══ SUPPLIED MATERIAL

PR #92, opened 2021-12-28
Update all configs to use Tok2Vec.v2 instead of v1

polm:
Not tested, though I don't think this should break anything.

We may want to do this for some other old architectures too, but for now
I just focused on this one.

Inspired by https://github.com/explosion/spaCy/discussions/9815.


svlandeg:
> Not tested, though I don't think this should break anything.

════

§ **TASK INSTRUCTIONS**
Would you please filter the lines above and copy every one that includes "should"?

§ **REPLY**
Not tested, though I don't think this should break anything.
> Not tested, though I don't think this should break anything.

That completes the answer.